=== Section Start ===
PR #750, opened 2021-11-06
Round coordinates on getFaceIdAtPosition

eliadevito:
PyQt Pixel expects integer coordinates as parameters.

This fixes the crash on cura when using the
"Select face to align to the build plate" tool


nallath (approved):

nallath:
Thanks for the contribution!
=== Section End ===
Can you quote exactly the lines from the one containing "face to align" through the last line of the records above, and nothing else?

"Select face to align to the build plate" tool


nallath (approved):

nallath:
Thanks for the contribution!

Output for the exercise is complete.